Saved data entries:
•••

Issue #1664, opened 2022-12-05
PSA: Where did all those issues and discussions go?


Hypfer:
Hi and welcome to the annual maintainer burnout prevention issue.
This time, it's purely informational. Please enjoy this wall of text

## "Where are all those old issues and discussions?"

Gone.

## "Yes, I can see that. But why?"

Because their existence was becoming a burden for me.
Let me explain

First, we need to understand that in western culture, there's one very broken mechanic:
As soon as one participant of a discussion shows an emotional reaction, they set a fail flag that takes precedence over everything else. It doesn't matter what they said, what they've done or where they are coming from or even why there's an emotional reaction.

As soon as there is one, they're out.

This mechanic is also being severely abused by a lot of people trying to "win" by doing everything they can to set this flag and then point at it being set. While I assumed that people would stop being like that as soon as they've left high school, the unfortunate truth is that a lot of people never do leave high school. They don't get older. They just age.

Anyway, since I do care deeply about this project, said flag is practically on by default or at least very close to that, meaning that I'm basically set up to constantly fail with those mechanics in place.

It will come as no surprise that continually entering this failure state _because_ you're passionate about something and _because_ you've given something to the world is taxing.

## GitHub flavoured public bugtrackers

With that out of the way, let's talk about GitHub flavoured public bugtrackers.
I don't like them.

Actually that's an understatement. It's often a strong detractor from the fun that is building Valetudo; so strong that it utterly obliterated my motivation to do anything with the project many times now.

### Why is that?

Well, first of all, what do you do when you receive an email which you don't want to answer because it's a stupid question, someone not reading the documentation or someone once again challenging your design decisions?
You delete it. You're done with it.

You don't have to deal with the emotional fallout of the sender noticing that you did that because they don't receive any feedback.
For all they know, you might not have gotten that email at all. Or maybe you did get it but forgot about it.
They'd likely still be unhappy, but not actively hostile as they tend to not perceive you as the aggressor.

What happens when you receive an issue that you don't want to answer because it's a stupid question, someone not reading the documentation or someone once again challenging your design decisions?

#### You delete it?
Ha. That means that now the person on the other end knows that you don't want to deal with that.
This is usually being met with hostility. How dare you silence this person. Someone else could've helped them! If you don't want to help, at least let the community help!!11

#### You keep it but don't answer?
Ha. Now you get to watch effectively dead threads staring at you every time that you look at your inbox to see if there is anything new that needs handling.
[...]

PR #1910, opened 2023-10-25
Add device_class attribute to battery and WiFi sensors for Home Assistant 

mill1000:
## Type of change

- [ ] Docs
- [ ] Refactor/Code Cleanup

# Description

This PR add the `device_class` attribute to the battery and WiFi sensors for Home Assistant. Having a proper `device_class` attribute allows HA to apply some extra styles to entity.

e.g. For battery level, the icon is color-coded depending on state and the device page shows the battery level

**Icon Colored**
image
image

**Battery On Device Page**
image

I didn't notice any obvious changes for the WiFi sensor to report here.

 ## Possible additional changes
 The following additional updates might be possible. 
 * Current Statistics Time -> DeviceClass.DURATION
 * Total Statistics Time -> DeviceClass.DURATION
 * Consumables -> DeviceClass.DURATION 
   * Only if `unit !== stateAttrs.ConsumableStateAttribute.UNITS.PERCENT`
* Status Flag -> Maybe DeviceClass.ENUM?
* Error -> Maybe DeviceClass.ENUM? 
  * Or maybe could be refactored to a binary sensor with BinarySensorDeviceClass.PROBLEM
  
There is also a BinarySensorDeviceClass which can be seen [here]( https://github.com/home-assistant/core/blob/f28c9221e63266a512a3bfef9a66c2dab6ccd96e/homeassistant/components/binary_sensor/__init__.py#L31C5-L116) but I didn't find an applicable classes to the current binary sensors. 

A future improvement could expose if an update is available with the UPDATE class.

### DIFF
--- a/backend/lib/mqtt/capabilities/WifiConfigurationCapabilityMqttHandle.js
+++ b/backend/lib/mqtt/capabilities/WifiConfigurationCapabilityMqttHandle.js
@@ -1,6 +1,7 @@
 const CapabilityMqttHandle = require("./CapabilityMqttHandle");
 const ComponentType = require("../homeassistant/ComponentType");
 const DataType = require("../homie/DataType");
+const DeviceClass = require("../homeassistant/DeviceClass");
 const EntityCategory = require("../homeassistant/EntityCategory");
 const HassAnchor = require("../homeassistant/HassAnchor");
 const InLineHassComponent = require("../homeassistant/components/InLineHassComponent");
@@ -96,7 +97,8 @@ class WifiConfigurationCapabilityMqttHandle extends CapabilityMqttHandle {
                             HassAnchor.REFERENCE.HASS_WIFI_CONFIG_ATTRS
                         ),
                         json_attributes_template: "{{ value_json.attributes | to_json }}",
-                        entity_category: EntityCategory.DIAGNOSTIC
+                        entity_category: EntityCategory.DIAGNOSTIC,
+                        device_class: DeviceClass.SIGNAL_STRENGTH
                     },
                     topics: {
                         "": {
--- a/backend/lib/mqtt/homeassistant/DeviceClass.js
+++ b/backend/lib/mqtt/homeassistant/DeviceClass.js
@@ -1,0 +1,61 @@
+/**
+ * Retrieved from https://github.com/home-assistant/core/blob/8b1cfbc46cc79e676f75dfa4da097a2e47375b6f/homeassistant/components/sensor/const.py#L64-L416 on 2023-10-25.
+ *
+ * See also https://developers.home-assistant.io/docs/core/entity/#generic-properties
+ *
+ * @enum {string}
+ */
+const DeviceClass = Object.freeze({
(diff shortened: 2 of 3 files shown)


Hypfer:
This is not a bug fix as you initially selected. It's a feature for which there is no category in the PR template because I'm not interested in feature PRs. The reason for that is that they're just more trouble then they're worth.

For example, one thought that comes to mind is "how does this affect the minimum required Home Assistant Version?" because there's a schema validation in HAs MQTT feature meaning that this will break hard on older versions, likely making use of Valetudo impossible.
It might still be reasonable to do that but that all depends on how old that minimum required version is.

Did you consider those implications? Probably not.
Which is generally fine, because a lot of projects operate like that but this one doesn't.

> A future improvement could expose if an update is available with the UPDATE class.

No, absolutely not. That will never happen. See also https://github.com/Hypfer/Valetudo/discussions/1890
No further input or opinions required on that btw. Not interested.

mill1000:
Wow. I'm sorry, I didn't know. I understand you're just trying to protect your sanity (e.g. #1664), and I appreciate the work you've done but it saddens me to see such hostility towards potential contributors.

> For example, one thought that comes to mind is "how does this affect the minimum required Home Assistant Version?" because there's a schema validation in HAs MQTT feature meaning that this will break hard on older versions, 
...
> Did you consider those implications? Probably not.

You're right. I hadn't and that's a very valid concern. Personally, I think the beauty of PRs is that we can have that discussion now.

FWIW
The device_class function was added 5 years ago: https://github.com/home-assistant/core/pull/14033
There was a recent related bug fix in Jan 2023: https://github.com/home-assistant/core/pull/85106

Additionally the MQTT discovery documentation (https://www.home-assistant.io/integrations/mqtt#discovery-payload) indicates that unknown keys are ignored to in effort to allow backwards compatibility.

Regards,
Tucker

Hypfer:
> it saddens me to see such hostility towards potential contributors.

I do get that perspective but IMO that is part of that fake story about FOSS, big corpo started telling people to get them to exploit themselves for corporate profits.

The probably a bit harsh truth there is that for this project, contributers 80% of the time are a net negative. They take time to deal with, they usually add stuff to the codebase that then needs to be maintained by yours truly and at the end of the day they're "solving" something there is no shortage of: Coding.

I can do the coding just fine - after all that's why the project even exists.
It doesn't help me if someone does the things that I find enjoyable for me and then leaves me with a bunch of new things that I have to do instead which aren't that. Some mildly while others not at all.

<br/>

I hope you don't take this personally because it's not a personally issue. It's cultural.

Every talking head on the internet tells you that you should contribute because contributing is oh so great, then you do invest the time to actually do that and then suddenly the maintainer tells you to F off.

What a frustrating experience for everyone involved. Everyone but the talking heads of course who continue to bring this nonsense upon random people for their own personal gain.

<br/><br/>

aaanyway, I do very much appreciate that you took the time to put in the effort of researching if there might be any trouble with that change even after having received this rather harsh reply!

•••

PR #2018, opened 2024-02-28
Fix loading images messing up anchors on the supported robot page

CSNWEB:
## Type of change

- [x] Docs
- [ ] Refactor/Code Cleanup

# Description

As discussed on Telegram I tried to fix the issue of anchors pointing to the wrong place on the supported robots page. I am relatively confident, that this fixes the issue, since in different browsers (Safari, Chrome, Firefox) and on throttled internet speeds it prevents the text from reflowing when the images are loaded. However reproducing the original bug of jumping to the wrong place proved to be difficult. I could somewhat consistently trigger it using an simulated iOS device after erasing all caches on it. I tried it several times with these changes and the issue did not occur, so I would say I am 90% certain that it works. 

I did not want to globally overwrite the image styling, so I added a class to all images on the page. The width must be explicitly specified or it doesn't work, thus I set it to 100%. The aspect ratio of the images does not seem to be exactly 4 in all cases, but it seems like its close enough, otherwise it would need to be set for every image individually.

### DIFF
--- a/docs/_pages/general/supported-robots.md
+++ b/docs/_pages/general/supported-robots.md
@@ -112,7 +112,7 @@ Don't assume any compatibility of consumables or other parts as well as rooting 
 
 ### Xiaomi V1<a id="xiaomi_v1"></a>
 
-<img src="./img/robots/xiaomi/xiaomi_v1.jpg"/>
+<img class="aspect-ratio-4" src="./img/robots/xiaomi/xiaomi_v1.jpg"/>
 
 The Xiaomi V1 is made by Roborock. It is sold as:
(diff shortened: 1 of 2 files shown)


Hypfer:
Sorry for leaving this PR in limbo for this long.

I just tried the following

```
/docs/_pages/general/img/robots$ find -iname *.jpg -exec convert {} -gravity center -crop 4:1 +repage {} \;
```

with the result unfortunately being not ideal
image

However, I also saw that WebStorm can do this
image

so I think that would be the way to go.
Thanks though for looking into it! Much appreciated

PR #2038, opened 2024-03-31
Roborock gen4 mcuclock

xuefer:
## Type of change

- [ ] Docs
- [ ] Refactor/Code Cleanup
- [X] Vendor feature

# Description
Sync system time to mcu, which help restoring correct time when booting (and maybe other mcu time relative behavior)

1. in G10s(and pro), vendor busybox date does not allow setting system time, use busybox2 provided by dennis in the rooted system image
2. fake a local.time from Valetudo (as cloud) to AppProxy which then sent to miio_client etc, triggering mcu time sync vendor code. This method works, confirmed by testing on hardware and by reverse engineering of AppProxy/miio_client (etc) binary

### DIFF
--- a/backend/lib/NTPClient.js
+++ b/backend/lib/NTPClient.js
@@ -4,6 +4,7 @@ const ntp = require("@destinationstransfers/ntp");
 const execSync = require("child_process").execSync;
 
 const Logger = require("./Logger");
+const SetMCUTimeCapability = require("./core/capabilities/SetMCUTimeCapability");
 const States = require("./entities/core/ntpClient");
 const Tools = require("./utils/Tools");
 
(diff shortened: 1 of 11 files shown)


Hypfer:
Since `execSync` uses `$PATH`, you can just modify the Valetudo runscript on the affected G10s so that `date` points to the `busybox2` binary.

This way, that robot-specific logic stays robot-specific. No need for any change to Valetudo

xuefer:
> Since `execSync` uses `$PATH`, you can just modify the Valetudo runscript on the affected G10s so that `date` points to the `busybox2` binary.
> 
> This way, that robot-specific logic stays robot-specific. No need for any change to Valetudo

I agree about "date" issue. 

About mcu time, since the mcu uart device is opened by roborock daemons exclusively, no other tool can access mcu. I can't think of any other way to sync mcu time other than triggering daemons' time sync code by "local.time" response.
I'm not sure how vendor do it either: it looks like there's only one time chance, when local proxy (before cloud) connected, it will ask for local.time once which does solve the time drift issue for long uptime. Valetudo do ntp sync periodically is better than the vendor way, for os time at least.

•••

What is being asked: What are the lines, exactly as written above, from the line with "They'd likely still" to the line with "This is usually", both included? Output only those.

Solution:
They'd likely still be unhappy, but not actively hostile as they tend to not perceive you as the aggressor.

What happens when you receive an issue that you don't want to answer because it's a stupid question, someone not reading the documentation or someone once again challenging your design decisions?

#### You delete it?
Ha. That means that now the person on the other end knows that you don't want to deal with that.
This is usually being met with hostility. How dare you silence this person. Someone else could've helped them! If you don't want to help, at least let the community help!!11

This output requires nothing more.